Saturday, January 31, 2004

More Guacamole, Dammit
I do not have a rooting interest in the Super Bowl tomorrow. Even when the Packers aren't playing, I have occasionally rooted, but generally in the negative--against teams like the St. Louis Rams or Dallas Cowboys. This year, I don't particularly care whether New England or Carolina wins it (although if I had to make a prediction, I would take the Patriots, and by something like 24-17). Of course, I will be watching the game--because it's the law. Isn't it?

The Super Bowl is unusual in that we celebrate it by standing outside of ourselves to observe ourselves celebrating. Nearly every pop-culture commentator finds it hard to take the whole thing seriously--and then writes a story about how hard it is to take the whole thing seriously. We all talk about the trivia involved in watching the game, like how many tons of guacamole will be eaten nationwide. We react to the commercials, and then read news stories about how people reacted to the commercials. (The new NFL Network on cable will repeat all of the in-game commercials following the game, in case anybody wants to see them again.) We know that the hoopla surrounding the game is mostly ludicrous, but we can't help ourselves.

Well, me neither. Here's my list of Super Bowl observations--four of them, one for each quarter of the game:

1. Super Sunday is the least-interesting weekend of the NFL playoffs--the three previous playoff weekends are much more compelling every single year. It certainly was true this year, with Green Bay's overtime win over Seattle and the titanic slugfest between Tennessee and Baltimore on the first weekend and the Packers/Eagles and Rams/Panthers classics on the second. Once we're down to two teams, available storylines are magnified by the fact that they're the only storylines there are to work with. Magnified, yes. More interesting, no.

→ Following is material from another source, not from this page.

PR #99029, opened 2025-11-06
shields: nxp: lcd_par_s035: fix gt911 touch initialization

### LINKED ISSUE #98876: shields: NXP: LCD-PAR-S035: touchscreen may not respond
### Describe the bug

2. There is utterly no need to watch the Super Bowl pregame show. Every year, the pregame shows have too little football for the serious fan and too much football for the casual fan. This year's pregame show will feature a tribute to NASA, since the game is in Houston and the Columbia disaster was a year ago tomorrow. Such tributes are always a dicey proposition--sometimes they work, like U2's spectacular 9/11 tribute two years ago, but more often, they're clunky and maudlin. Bottom line: Anybody who can afford to watch the entire pregame show (four hours' worth this year) has entirely too much time on their hands. Even when Green Bay was in the big game in 1997 and 1998, we didn't turn the game on until about an hour before kickoff.

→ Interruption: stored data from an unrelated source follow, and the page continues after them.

PR #99037, opened 2025-11-07
drivers: firmware: scmi: Introduce basic system power protocol

yongxu-wang15:
Add SCMI System Power Domain Protocol support with:

- System power state set operations
- Protocol version/attributes query operations
- Standard SCMI power states (shutdown, cold/warm reset, suspend)
- Graceful and forceful power transitions
- Optional NXP vendor-specific power states
- Device tree binding for "arm,scmi-system"

This enables system-wide power management through standardized SCMI interfaces for reboot and power control operations.

### DIFF
--- a/drivers/firmware/scmi/CMakeLists.txt
+++ b/drivers/firmware/scmi/CMakeLists.txt
@@ -11,6 +11,7 @@ zephyr_library_sources_ifdef(CONFIG_ARM_SCMI_SHMEM shmem.c)
 zephyr_library_sources_ifdef(CONFIG_ARM_SCMI_CLK_HELPERS clk.c)
 zephyr_library_sources_ifdef(CONFIG_ARM_SCMI_PINCTRL_HELPERS pinctrl.c)
 zephyr_library_sources_ifdef(CONFIG_ARM_SCMI_POWER_DOMAIN_HELPERS power.c)
+zephyr_library_sources_ifdef(CONFIG_ARM_SCMI_REBOOT reboot.c)
 zephyr_library_sources_ifdef(CONFIG_ARM_SCMI_SYSTEM system.c)
 
 add_subdirectory_ifdef(CONFIG_ARM_SCMI nxp)
--- a/drivers/firmware/scmi/CMakeLists.txt
+++ b/drivers/firmware/scmi/CMakeLists.txt
@@ -3,7 +3,7 @@
 zephyr_library()
 
 # SCMI core files
-zephyr_library_sources_ifdef(CONFIG_ARM_SCMI core.c)
+zephyr_library_sources_ifdef(CONFIG_ARM_SCMI core.c common.c)
 zephyr_library_sources_ifdef(CONFIG_ARM_SCMI_MAILBOX_TRANSPORT mailbox.c)
 zephyr_library_sources_ifdef(CONFIG_ARM_SCMI_SHMEM shmem.c)
 
--- a/drivers/firmware/scmi/CMakeLists.txt
+++ b/drivers/firmware/scmi/CMakeLists.txt
@@ -11,5 +11,6 @@ zephyr_library_sources_ifdef(CONFIG_ARM_SCMI_SHMEM shmem.c)
 zephyr_library_sources_ifdef(CONFIG_ARM_SCMI_CLK_HELPERS clk.c)
 zephyr_library_sources_ifdef(CONFIG_ARM_SCMI_PINCTRL_HELPERS pinctrl.c)
 zephyr_library_sources_ifdef(CONFIG_ARM_SCMI_POWER_DOMAIN_HELPERS power.c)
+zephyr_library_sources_ifdef(CONFIG_ARM_SCMI_SYSTEM system.c)
 
 add_subdirectory_ifdef(CONFIG_ARM_SCMI nxp)
--- a/drivers/firmware/scmi/Kconfig
+++ b/drivers/firmware/scmi/Kconfig
@@ -48,6 +48,13 @@ config ARM_SCMI_SHMEM_INIT_PRIORITY
 	help
 	  SCMI SHMEM driver device initialization priority.
 
+config ARM_SCMI_SYSTEM
+	bool "SCMI system power protocol"
+	default y
+	depends on DT_HAS_ARM_SCMI_SYSTEM_ENABLED
+	help
+	  Enable support for SCMI system protocol functions.
+
 config ARM_SCMI_TRANSPORT_HAS_STATIC_CHANNELS
 	bool "Transport layer has static channels"
 	help
--- a/drivers/firmware/scmi/Kconfig
+++ b/drivers/firmware/scmi/Kconfig
@@ -35,6 +35,14 @@ config ARM_SCMI_POWER_DOMAIN_HELPERS
 	help
 	  Enable support for SCMI power domain protocol helper functions.
 
+config ARM_SCMI_REBOOT
+	bool "SCMI system reboot support"
+	depends on ARM_SCMI_SYSTEM && REBOOT
+	default y
+	help
+	  Enable system reboot functionality using SCMI system power protocol.
+	  This provides sys_arch_reboot() implementation for platforms with SCMI.
+
 config ARM_SCMI_SHMEM
 	bool "SCMI shared memory (SHMEM) driver"
 	default y
--- a/drivers/firmware/scmi/common.c
+++ b/drivers/firmware/scmi/common.c
@@ -124,7 +124,7 @@ int scmi_protocol_message_attributes_get(struct scmi_protocol *proto,
 	reply.len = sizeof(reply_buffer);
 	reply.content = &reply_buffer;
 
-	ret = scmi_send_message(proto, &msg, &reply, k_is_pre_kernel());
+	ret = scmi_send_message(proto, &msg, &reply, true);
 	if (ret < 0) {
 		return ret;
 	}
--- a/drivers/firmware/scmi/common.c
+++ b/drivers/firmware/scmi/common.c
@@ -1,0 +1,162 @@
+/*
+ * Copyright 2025 NXP
+ *
+ * SPDX-License-Identifier: Apache-2.0
+ */
+
+/**
+ * @file
+ * @brief SCMI Common Protocol Commands Implementation
+ *
+ * This file contains the implementation of the SCMI commands that are
+ * common to all protocols (generic or vendor-specific) as listed in
+ * ARM SCMI Specification such as v4.0 (DEN0056F), Section 3.2.2 "Base protocol Commands".
+ *
+ * The following common commands are implemented:
+ * - PROTOCOL_VERSION (0x0): Query protocol version
+ * - PROTOCOL_ATTRIBUTES (0x1): Get protocol-specific attributes
+ * - MESSAGE_ATTRIBUTES (0x2): Query message capabilities
+ * - NEGOTIATE_PROTOCOL_VERSION (0x10): Negotiate protocol version support
+ *
+ * These commands provide standardized interfaces that can be reused across
+ * different SCMI protocol implementations, ensuring consistency and reducing
+ * code duplication.
+ *
+ * Reference: ARM System Control and Management Interface Platform Design Document
+ * Version 4.0, Document number: DEN0056F
+ * Available at: https://developer.arm.com/documentation/den0056/latest
+ */
+
+#include <string.h>
+#include <zephyr/kernel.h>
+#include <zephyr/drivers/firmware/scmi/protocol.h>
+
+struct scmi_protocol_version_reply {
+	int32_t status;
+	uint32_t version;
+};
+
+struct scmi_protocol_attributes_reply {
+	int32_t status;
+	uint32_t attributes;
+};
+
+struct scmi_protocol_message_attributes_reply {
+	int32_t status;
+	uint32_t attributes;
+};
+
+int scmi_protocol_get_version(struct scmi_protocol *proto, uint32_t *version)
+{
+	struct scmi_protocol_version_reply reply_buffer;
+	struct scmi_message msg, reply;
+	int ret;
+
+	if (!proto || !version) {
+		return -EINVAL;
+	}
+
+	msg.hdr = SCMI_MESSAGE_HDR_MAKE(SCMI_MSG_PROTOCOL_VERSION, SCMI_COMMAND,
+			proto->id, 0x0);
+	msg.len = 0;
+	msg.content = NULL;
+
+	reply.hdr = msg.hdr;
+	reply.len = sizeof(reply_buffer);
+	reply.content = &reply_buffer;
+
+	ret = scmi_send_message(proto, &msg, &reply, k_is_pre_kernel());
+	if (ret < 0) {
+		return ret;
+	}
+
+	*version = reply_buffer.version;
+
+	return scmi_status_to_errno(reply_buffer.status);
+}
+
+int scmi_protocol_attributes_get(struct scmi_protocol *proto, uint32_t *attributes)
+{
+	struct scmi_protocol_attributes_reply reply_buffer;
+	struct scmi_message msg, reply;
+	int ret;
+
+	if (!proto || !attributes) {
+		return -EINVAL;
+	}
+
+	msg.hdr = SCMI_MESSAGE_HDR_MAKE(SCMI_MSG_PROTOCOL_ATTRIBUTES, SCMI_COMMAND,
+			proto->id, 0x0);
+	msg.len = 0;
+	msg.content = NULL;
+
+	reply.hdr = msg.hdr;
+	reply.len = sizeof(reply_buffer);
+	reply.content = &reply_buffer;
+
+	ret = scmi_send_message(proto, &msg, &reply, k_is_pre_kernel());
+	if (ret < 0) {
+		return ret;
+	}
+
+	*attributes = reply_buffer.attributes;
+
+	return scmi_status_to_errno(reply_buffer.status);
+}
+
+int scmi_protocol_message_attributes_get(struct scmi_protocol *proto,
+					uint32_t message_id, uint32_t *attributes)
+{
+	struct scmi_protocol_message_attributes_reply reply_buffer;
+	struct scmi_message msg, reply;
+	int ret;
+
+	if (!proto || !attributes) {
+		return -EINVAL;
+	}
+
+	msg.hdr = SCMI_MESSAGE_HDR_MAKE(SCMI_MSG_MESSAGE_ATTRIBUTES, SCMI_COMMAND,
+			proto->id, 0x0);
+	msg.len = sizeof(message_id);
+	msg.content = &message_id;
+
+	reply.hdr = msg.hdr;
+	reply.len = sizeof(reply_buffer);
+	reply.content = &reply_buffer;
+
+	ret = scmi_send_message(proto, &msg, &reply, k_is_pre_kernel());
+	if (ret < 0) {
+		return ret;
+	}
+
+	*attributes = reply_buffer.attributes;
+
+	return scmi_status_to_errno(reply_buffer.status);
+}
+
+int scmi_protocol_version_negotiate(struct scmi_protocol *proto, uint32_t version)
+{
+	struct scmi_message msg, reply;
+	int32_t status;
+	int ret;
+
+	if (!proto) {
+		return -EINVAL;
+	}
+
+	msg.hdr = SCMI_MESSAGE_HDR_MAKE(SCMI_MSG_NEGOTIATE_PROTOCOL_VERSION, SCMI_COMMAND,
+			proto->id, 0x0);
+	msg.len = sizeof(version);
+	msg.content = &version;
+
+	reply.hdr = msg.hdr;
+	reply.len = sizeof(status);
+	reply.content = &status;
+
+	ret = scmi_send_message(proto, &msg, &reply, k_is_pre_kernel());
+	if (ret < 0) {
+		return ret;
+	}
+
+	return scmi_status_to_errno(status);
+}
--- a/drivers/firmware/scmi/core.c
+++ b/drivers/firmware/scmi/core.c
@@ -215,6 +215,45 @@ int scmi_send_message(struct scmi_protocol *proto, struct scmi_message *msg,
 	}
 }
 
+static int scmi_core_protocol_negotiate(struct scmi_protocol *proto)
+
+{
+	uint32_t agent_version, platform_version;
+	int ret;
+
+	if (!proto) {
+		return -EINVAL;
+	}
+
+	agent_version = proto->version;
+
+	if (!agent_version) {
+		LOG_ERR("Protocol 0x%X: Agent version not specified", proto->id);
+		return -EINVAL;
+	}
+
+	ret = scmi_protocol_get_version(proto, &platform_version);
+	if (ret < 0) {
+		LOG_ERR("Protocol 0x%X: Failed to get platform version: %d",
+			proto->id, ret);
+		return ret;
+	}
+
+	if (platform_version > agent_version) {
+		ret = scmi_protocol_version_negotiate(proto, agent_version);
+		if (ret < 0) {
+			LOG_WRN("Protocol 0x%X: Negotiation failed (%d). "
+				"Platform v0x%08x does not support downgrade to agent v0x%08x",
+				proto->id, ret, platform_version, agent_version);
+		}
+	}
+
+	LOG_INF("Using protocol 0x%X: agent version 0x%08x, platform version 0x%08x",
+			proto->id, agent_version, platform_version);
+
+	return 0;
+}
+
 static int scmi_core_protocol_setup(const struct device *transport)
 {
 	int ret;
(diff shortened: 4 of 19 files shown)


drivers/firmware/scmi/reboot.c
```diff
@@ -0,0 +1,86 @@
...
+ *
+ * SPDX-License-Identifier: Apache-2.0
+ */
+
+#if defined(CONFIG_ARM_SCMI_REBOOT)
+
+#include <zephyr/drivers/firmware/scmi/system.h>
+#include <string.h>
+
+#if defined(CONFIG_REBOOT)
```
dsseng: `config ARM_SCMI_REBOOT` `depends on ARM_SCMI_SYSTEM && REBOOT`

Thus, this #if is always selected. I believe it should be safe to remove these conditions

drivers/firmware/scmi/reboot.c
```diff
@@ -0,0 +1,86 @@
...
+	uint32_t version, mesg_attr;
+
+	/* Query SCMI system protocol version */
+	ret = scmi_system_protocol_version(&version);
+	if (ret < 0) {
+		LOG_WRN("Failed to query SCMI system protocol version: %d", ret);
+		return 0;
+	}
+
+	LOG_INF("SCMI system protocol version: 0x%08x", version);
```
dsseng: Should we maybe check the version and negotiate if it's not in the supported range? 3.4.2.2 part of the spec says that talking a version other than reported one is a best-effort approach.

But probably the protocol is going to stay backwards compatible, so this can likely be avoided for now (given Zephyr integrators have close control on TF-A version being used in the system)

dsseng (commented):
Thanks for sharing this code not only between SoCs but also generalizing it!

drivers/firmware/scmi/reboot.c
yongxu-wang15: yes, it can be removed now, done

drivers/firmware/scmi/reboot.c
yongxu-wang15: yes, its needed to add some version check and negotiate in protocol init phase, have added this flow in newly commit, please help to review it, thanks

drivers/firmware/scmi/core.c
```diff
@@ -215,6 +215,47 @@ int scmi_send_message(struct scmi_protocol *proto, struct scmi_message *msg,
...
+	int ret;
+
+	if (!proto) {
+		return -EINVAL;
+	}
+
+	protocol_version = scmi_protocol_get_supported_version(proto);
+
+	if (protocol_version) {
+		ret = scmi_protocol_version_get(proto, &agent_version);
```
dbaluta: reduce one level of indentation here by doing:

```
if (!protocol_version(
       return 0
```

drivers/firmware/scmi/core.c
```diff
@@ -215,6 +215,47 @@ int scmi_send_message(struct scmi_protocol *proto, struct scmi_message *msg,
...
+		if (ret < 0) {
+			LOG_ERR("Protocol 0x%X: Failed to get agent version: %d",
+				proto->id, ret);
```
dbaluta: Here you have two function names that are not consistent:
-> scmi_protocol_get_supported_version
-> scmi_protocol_version_get

Maybe second one could be `scmi_protocol_get_version`?

drivers/firmware/scmi/core.c
```diff
@@ -215,6 +215,47 @@ int scmi_send_message(struct scmi_protocol *proto, struct scmi_message *msg,
...
+					proto->id, protocol_version);
+			} else {
+				LOG_ERR("Protocol 0x%X: Negotiation failed (%d)", proto->id, ret);
+				return ret;
+			}
+		} else {
+			LOG_INF("Protocol 0x%X: Platform version 0x%08x is compatible",
+				proto->id, agent_version);
+		}
+	}
```
dbaluta, line 249: I think the INFO could be summarized at the end of the function and avoid all log_inf sprinkled all over the code. 

E.g LOG_INF("Using protocol %0x%X: platform version %0x: agent version %0x")

drivers/firmware/scmi/common.c
```diff
@@ -0,0 +1,148 @@
...
+	uint32_t attributes;
+};
+
+struct scmi_protocol_message_attributes_reply {
+	int32_t status;
+	uint32_t attributes;
+};
+
+int scmi_protocol_version_get(struct scmi_protocol *proto, uint32_t *version)
+{
```
dbaluta, line 50: Please add comments on top of each function explaining what it does, input params, expected output params.

drivers/firmware/scmi/core.c
```diff
@@ -215,6 +215,47 @@ int scmi_send_message(struct scmi_protocol *proto, struct scmi_message *msg,
...
+
+			ret = scmi_protocol_version_negotiate(proto, protocol_version);
+			if (ret == 0) {
+				LOG_INF("Protocol 0x%X: Successfully negotiated to version 0x%08x",
+					proto->id, protocol_version);
+			} else {
+				LOG_ERR("Protocol 0x%X: Negotiation failed (%d)", proto->id, ret);
+				return ret;
+			}
+		} else {
```
dsseng: The case when our version is higher than the platform's exposed version (firmware is too old) seems to falsely fall into the compatible category.

drivers/firmware/scmi/core.c
yongxu-wang15: sure, used it now

drivers/firmware/scmi/core.c
yongxu-wang15: okay, updated into scmi_protocol_get_version, thanks

drivers/firmware/scmi/core.c
yongxu-wang15: sure, removed some duplicated LOG in there, only keep LOG_INF in last and LG_WRN if negotiate fail

drivers/firmware/scmi/common.c
yongxu-wang15: protocol.h file have added these api define description, plase check it in that, thanks

drivers/firmware/scmi/core.c
yongxu-wang15: removed this flow, only keep LOG_INF in last to record two side protocol version, thanks

drivers/firmware/scmi/common.c
```diff
@@ -0,0 +1,148 @@
...
+	msg.len = 0;
+	msg.content = NULL;
+
+	reply.hdr = msg.hdr;
+	reply.len = sizeof(reply_buffer);
+	reply.content = &reply_buffer;
+
+	use_polling = k_is_pre_kernel();
+
+	ret = scmi_send_message(proto, &msg, &reply, use_polling);
```
LaurentiuM1234: can just use `k_is_pre_kernel()` directly here instead of `use_polling`?

drivers/firmware/scmi/common.c
```diff
@@ -0,0 +1,148 @@
...
+	if (ret < 0) {
+		return ret;
+	}
+
+	*version = reply_buffer.version;
```
LaurentiuM1234, line 73: space here, please

drivers/firmware/scmi/common.c
```diff
@@ -0,0 +1,148 @@
...
+	msg.hdr = SCMI_MESSAGE_HDR_MAKE(SCMI_MSG_PROTOCOL_ATTRIBUTES, SCMI_COMMAND,
+			proto->id, 0x0);
+	msg.len = 0;
+	msg.content = NULL;
+
+	reply.hdr = msg.hdr;
+	reply.len = sizeof(reply_buffer);
+	reply.content = &reply_buffer;
+
+	use_polling = k_is_pre_kernel();
```
LaurentiuM1234: ditto

drivers/firmware/scmi/common.c
```diff
@@ -0,0 +1,148 @@
...
+
+	ret = scmi_send_message(proto, &msg, &reply, use_polling);
+	if (ret < 0) {
+		return ret;
+	}
+
+	*attributes = reply_buffer.attributes;
```
LaurentiuM1234, line 102: ditto

drivers/firmware/scmi/common.c
```diff
@@ -0,0 +1,148 @@
...
+	msg.len = sizeof(message_id);
+	msg.content = &message_id;
+
+	reply.hdr = msg.hdr;
+	reply.len = sizeof(reply_buffer);
+	reply.content = &reply_buffer;
+
+	use_polling = k_is_pre_kernel();
+
+	ret = scmi_send_message(proto, &msg, &reply, use_polling);
```
LaurentiuM1234: ditto

drivers/firmware/scmi/common.c
```diff
@@ -0,0 +1,148 @@
...
+	if (ret < 0) {
+		return ret;
+	}
+
+	*attributes = reply_buffer.attributes;
```
LaurentiuM1234, line 132: ditto

drivers/firmware/scmi/common.c
```diff
@@ -0,0 +1,148 @@
...
+	msg.hdr = SCMI_MESSAGE_HDR_MAKE(SCMI_MSG_NEGOTIATE_PROTOCOL_VERSION, SCMI_COMMAND,
+			proto->id, 0x0);
+	msg.len = sizeof(desired_version);
+	msg.content = &desired_version;
+
+	reply.hdr = msg.hdr;
+	reply.len = sizeof(status);
+	reply.content = &status;
+
+	use_polling = k_is_pre_kernel();
```
LaurentiuM1234: ditto

drivers/firmware/scmi/common.c
```diff
@@ -0,0 +1,148 @@
+/*
+ * Copyright 2025 NXP
+ *
+ * SPDX-License-Identifier: Apache-2.0
```
LaurentiuM1234, line 4: maybe it would be a good idea to also add some sort of description here?

something like: this file contains the implementation of the SCMI commands that are common to all protocols (generic or vendor) as listed in SCMI spec. "insert version you've used as reference here", "insert section from SCMI spec which describes these common commands".

this way, we can clarify what is supposed to go in this file and what's not

drivers/firmware/scmi/common.c
```diff
@@ -0,0 +1,148 @@
...
+	ret = scmi_send_message(proto, &msg, &reply, use_polling);
+	if (ret < 0) {
+		return ret;
+	}
+
+	*attributes = reply_buffer.attributes;
+	return scmi_status_to_errno(reply_buffer.status);
+}
+
+int scmi_protocol_version_negotiate(struct scmi_protocol *proto, uint32_t desired_version)
```
LaurentiuM1234: suggestion: change `desired_version` to `version` to align with the parameter name described in the spec? 

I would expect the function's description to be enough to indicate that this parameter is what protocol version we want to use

3. When you're hip, you don't have to call attention to yourself--you just are, and everybody can tell. The Super Bowl halftime show does everything but put up a graphic on-screen that says, "Hipness now taking place." This year's headliners, Janet Jackson and P. Diddy, are just far enough removed from their cultural peaks to seem vaguely uncool. The ubiquitous Kid Rock and Nelly are also on the bill, as well as a "secret performer." Since MTV is producing the show, the secret performer will likely be somebody people over the age of 22 have never heard of.

4. The game is on CBS, which means that once it begins, the focus of the broadcast will be largely on football--which is a good thing. Greg Gumbel and Phil Simms are the most watchable of the major play-by-play teams, lacking the bombastic befuddlement of John Madden (who should think about retiring) on ABC or the self-referential archness of Joe Buck and company on Fox. Because the game is not on ABC, we won't be subjected to crossovers from ESPN's crew, either. ESPN's NFL shows were once must viewing for the serious fan--now they're almost completely unwatchable, riddled with ex-jocks who have no business near a TV studio generating far more heat than light. This year at the Super Bowl, ESPN has allowed fans to watch while the analysts tape their bits for Sportscenter, thus adding a chorus of drunken hooting to the on-set bickering.

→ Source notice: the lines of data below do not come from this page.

PR #99038, opened 2025-11-07
pm: shell: add warm cold system reboot commands

yongxu-wang15:
Add 'pm cpu warm' and 'pm cpu cold' shell commands to trigger system-wide reboot operations through sys_reboot() interface.

### DIFF
--- a/subsys/pm/pm_cpu_shell.c
+++ b/subsys/pm/pm_cpu_shell.c
@@ -8,6 +8,7 @@
 #include <zephyr/shell/shell.h>
 #include <zephyr/pm/pm.h>
 #include <zephyr/pm/policy.h>
+#include <zephyr/sys/reboot.h>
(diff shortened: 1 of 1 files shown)


pdgendt (commented):
How is this different from `kernel reboot warm|cold`?

yongxu-wang15:
> How is this different from `kernel reboot warm|cold`?


zephyr kernel not has precise document about the difference between warm and cold, I think its should be conneted with specific soc type, https://github.com/zephyrproject-rtos/zephyr/blob/main/include/zephyr/sys/reboot.h

bjarki-andreasen (changes requested):
sys_reboot is not covered by the PM subsystem. PM may effectively reboot if s2ram or similar states are entered, but sys_reboot is not necessarily used in these cases.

All that said, however, professional football remains my favorite sport, warts and all. It's true even though the NFL is the most uptight and corporate of all pro leagues, and even though football is, as George Will once termed it, "violence interrupted by committee meetings." The rituals of game day, the power and speed of football, the passion it incites, and its links to history, both the history of the game and the personal histories of each fan watching, are unmatched by any other sport. Indeed, the worst thing about the Super Bowl is that it's the last game until next August, when the season begins anew.